Start of Records for the task

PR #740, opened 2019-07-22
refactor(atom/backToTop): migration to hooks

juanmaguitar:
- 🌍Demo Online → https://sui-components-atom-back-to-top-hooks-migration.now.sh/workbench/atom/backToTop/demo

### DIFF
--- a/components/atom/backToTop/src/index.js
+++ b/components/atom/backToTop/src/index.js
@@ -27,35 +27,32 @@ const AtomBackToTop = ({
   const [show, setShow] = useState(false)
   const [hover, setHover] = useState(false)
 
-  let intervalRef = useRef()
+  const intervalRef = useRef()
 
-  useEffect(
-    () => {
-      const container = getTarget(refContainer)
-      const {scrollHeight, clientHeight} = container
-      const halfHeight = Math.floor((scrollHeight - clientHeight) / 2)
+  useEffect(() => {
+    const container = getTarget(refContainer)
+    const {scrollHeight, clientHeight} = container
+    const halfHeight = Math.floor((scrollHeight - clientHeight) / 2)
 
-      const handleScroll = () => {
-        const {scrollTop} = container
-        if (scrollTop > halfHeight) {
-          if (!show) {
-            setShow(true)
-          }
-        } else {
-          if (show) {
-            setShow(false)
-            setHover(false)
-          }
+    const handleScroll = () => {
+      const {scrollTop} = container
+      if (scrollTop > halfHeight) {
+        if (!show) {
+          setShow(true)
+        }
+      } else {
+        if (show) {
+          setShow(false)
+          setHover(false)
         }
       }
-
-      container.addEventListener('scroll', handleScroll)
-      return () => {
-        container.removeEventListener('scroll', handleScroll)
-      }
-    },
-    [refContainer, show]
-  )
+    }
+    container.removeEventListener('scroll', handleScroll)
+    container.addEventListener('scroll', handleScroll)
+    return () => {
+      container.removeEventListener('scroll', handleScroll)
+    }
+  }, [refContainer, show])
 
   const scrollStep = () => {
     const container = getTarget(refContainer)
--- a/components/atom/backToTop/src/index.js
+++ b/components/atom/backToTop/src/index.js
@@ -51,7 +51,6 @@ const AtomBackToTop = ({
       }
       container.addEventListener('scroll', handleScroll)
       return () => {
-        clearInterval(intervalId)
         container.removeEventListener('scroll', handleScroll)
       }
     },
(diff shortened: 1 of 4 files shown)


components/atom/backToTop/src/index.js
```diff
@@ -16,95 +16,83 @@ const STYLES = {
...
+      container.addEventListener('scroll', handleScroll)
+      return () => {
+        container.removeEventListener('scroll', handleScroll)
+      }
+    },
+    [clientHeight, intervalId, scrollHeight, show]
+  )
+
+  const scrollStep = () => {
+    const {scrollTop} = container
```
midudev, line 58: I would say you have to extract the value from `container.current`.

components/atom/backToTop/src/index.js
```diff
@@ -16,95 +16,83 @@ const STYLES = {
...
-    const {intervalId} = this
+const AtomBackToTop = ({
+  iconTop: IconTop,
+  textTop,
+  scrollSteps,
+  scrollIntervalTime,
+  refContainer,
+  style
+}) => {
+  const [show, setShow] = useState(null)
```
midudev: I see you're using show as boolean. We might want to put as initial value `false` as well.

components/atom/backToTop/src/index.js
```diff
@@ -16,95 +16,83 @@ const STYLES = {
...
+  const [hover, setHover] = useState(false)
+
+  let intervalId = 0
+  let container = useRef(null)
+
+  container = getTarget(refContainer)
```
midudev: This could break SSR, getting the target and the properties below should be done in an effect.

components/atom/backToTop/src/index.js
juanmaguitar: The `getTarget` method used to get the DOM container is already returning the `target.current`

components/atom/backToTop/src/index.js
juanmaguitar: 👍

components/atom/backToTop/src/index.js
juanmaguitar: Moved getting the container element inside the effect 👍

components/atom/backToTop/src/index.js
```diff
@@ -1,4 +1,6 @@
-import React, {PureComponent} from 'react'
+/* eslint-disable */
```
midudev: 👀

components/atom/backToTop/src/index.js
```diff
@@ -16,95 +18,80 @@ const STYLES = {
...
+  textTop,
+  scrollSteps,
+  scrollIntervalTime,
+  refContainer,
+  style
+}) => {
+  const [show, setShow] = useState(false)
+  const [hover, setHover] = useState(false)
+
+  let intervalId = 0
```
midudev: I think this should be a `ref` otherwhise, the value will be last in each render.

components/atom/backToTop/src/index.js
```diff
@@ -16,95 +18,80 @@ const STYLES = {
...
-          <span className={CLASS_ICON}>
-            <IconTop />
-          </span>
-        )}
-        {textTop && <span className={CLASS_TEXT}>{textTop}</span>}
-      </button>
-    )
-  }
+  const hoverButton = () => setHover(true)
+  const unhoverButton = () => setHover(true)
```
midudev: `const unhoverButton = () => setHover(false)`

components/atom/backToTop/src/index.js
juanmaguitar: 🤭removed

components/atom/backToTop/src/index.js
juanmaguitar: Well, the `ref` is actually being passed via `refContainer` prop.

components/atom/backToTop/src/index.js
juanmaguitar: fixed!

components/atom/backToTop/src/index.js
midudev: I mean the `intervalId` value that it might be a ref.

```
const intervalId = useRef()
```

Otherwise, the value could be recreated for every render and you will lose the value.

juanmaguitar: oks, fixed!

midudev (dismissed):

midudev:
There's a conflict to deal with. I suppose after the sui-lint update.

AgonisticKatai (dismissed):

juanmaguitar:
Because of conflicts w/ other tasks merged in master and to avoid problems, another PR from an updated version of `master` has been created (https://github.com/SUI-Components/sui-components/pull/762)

End of Records for the task

_Try it_. The records above need to be retyped exactly.

_Completed exercise_.
PR #740, opened 2019-07-22
refactor(atom/backToTop): migration to hooks

juanmaguitar:
- 🌍Demo Online → https://sui-components-atom-back-to-top-hooks-migration.now.sh/workbench/atom/backToTop/demo

### DIFF
--- a/components/atom/backToTop/src/index.js
+++ b/components/atom/backToTop/src/index.js
@@ -27,35 +27,32 @@ const AtomBackToTop = ({
   const [show, setShow] = useState(false)
   const [hover, setHover] = useState(false)
 
-  let intervalRef = useRef()
+  const intervalRef = useRef()
 
-  useEffect(
-    () => {
-      const container = getTarget(refContainer)
-      const {scrollHeight, clientHeight} = container
-      const halfHeight = Math.floor((scrollHeight - clientHeight) / 2)
+  useEffect(() => {
+    const container = getTarget(refContainer)
+    const {scrollHeight, clientHeight} = container
+    const halfHeight = Math.floor((scrollHeight - clientHeight) / 2)
 
-      const handleScroll = () => {
-        const {scrollTop} = container
-        if (scrollTop > halfHeight) {
-          if (!show) {
-            setShow(true)
-          }
-        } else {
-          if (show) {
-            setShow(false)
-            setHover(false)
-          }
+    const handleScroll = () => {
+      const {scrollTop} = container
+      if (scrollTop > halfHeight) {
+        if (!show) {
+          setShow(true)
+        }
+      } else {
+        if (show) {
+          setShow(false)
+          setHover(false)
         }
       }
-
-      container.addEventListener('scroll', handleScroll)
-      return () => {
-        container.removeEventListener('scroll', handleScroll)
-      }
-    },
-    [refContainer, show]
-  )
+    }
+    container.removeEventListener('scroll', handleScroll)
+    container.addEventListener('scroll', handleScroll)
+    return () => {
+      container.removeEventListener('scroll', handleScroll)
+    }
+  }, [refContainer, show])
 
   const scrollStep = () => {
     const container = getTarget(refContainer)
--- a/components/atom/backToTop/src/index.js
+++ b/components/atom/backToTop/src/index.js
@@ -51,7 +51,6 @@ const AtomBackToTop = ({
       }
       container.addEventListener('scroll', handleScroll)
       return () => {
-        clearInterval(intervalId)
         container.removeEventListener('scroll', handleScroll)
       }
     },
(diff shortened: 1 of 4 files shown)


components/atom/backToTop/src/index.js
```diff
@@ -16,95 +16,83 @@ const STYLES = {
...
+      container.addEventListener('scroll', handleScroll)
+      return () => {
+        container.removeEventListener('scroll', handleScroll)
+      }
+    },
+    [clientHeight, intervalId, scrollHeight, show]
+  )
+
+  const scrollStep = () => {
+    const {scrollTop} = container
```
midudev, line 58: I would say you have to extract the value from `container.current`.

components/atom/backToTop/src/index.js
```diff
@@ -16,95 +16,83 @@ const STYLES = {
...
-    const {intervalId} = this
+const AtomBackToTop = ({
+  iconTop: IconTop,
+  textTop,
+  scrollSteps,
+  scrollIntervalTime,
+  refContainer,
+  style
+}) => {
+  const [show, setShow] = useState(null)
```
midudev: I see you're using show as boolean. We might want to put as initial value `false` as well.

components/atom/backToTop/src/index.js
```diff
@@ -16,95 +16,83 @@ const STYLES = {
...
+  const [hover, setHover] = useState(false)
+
+  let intervalId = 0
+  let container = useRef(null)
+
+  container = getTarget(refContainer)
```
midudev: This could break SSR, getting the target and the properties below should be done in an effect.

components/atom/backToTop/src/index.js
juanmaguitar: The `getTarget` method used to get the DOM container is already returning the `target.current`

components/atom/backToTop/src/index.js
juanmaguitar: 👍

components/atom/backToTop/src/index.js
juanmaguitar: Moved getting the container element inside the effect 👍

components/atom/backToTop/src/index.js
```diff
@@ -1,4 +1,6 @@
-import React, {PureComponent} from 'react'
+/* eslint-disable */
```
midudev: 👀

components/atom/backToTop/src/index.js
```diff
@@ -16,95 +18,80 @@ const STYLES = {
...
+  textTop,
+  scrollSteps,
+  scrollIntervalTime,
+  refContainer,
+  style
+}) => {
+  const [show, setShow] = useState(false)
+  const [hover, setHover] = useState(false)
+
+  let intervalId = 0
```
midudev: I think this should be a `ref` otherwhise, the value will be last in each render.

components/atom/backToTop/src/index.js
```diff
@@ -16,95 +18,80 @@ const STYLES = {
...
-          <span className={CLASS_ICON}>
-            <IconTop />
-          </span>
-        )}
-        {textTop && <span className={CLASS_TEXT}>{textTop}</span>}
-      </button>
-    )
-  }
+  const hoverButton = () => setHover(true)
+  const unhoverButton = () => setHover(true)
```
midudev: `const unhoverButton = () => setHover(false)`

components/atom/backToTop/src/index.js
juanmaguitar: 🤭removed

components/atom/backToTop/src/index.js
juanmaguitar: Well, the `ref` is actually being passed via `refContainer` prop.

components/atom/backToTop/src/index.js
juanmaguitar: fixed!

components/atom/backToTop/src/index.js
midudev: I mean the `intervalId` value that it might be a ref.

```
const intervalId = useRef()
```

Otherwise, the value could be recreated for every render and you will lose the value.

juanmaguitar: oks, fixed!

midudev (dismissed):

midudev:
There's a conflict to deal with. I suppose after the sui-lint update.

AgonisticKatai (dismissed):

juanmaguitar:
Because of conflicts w/ other tasks merged in master and to avoid problems, another PR from an updated version of `master` has been created (https://github.com/SUI-Components/sui-components/pull/762)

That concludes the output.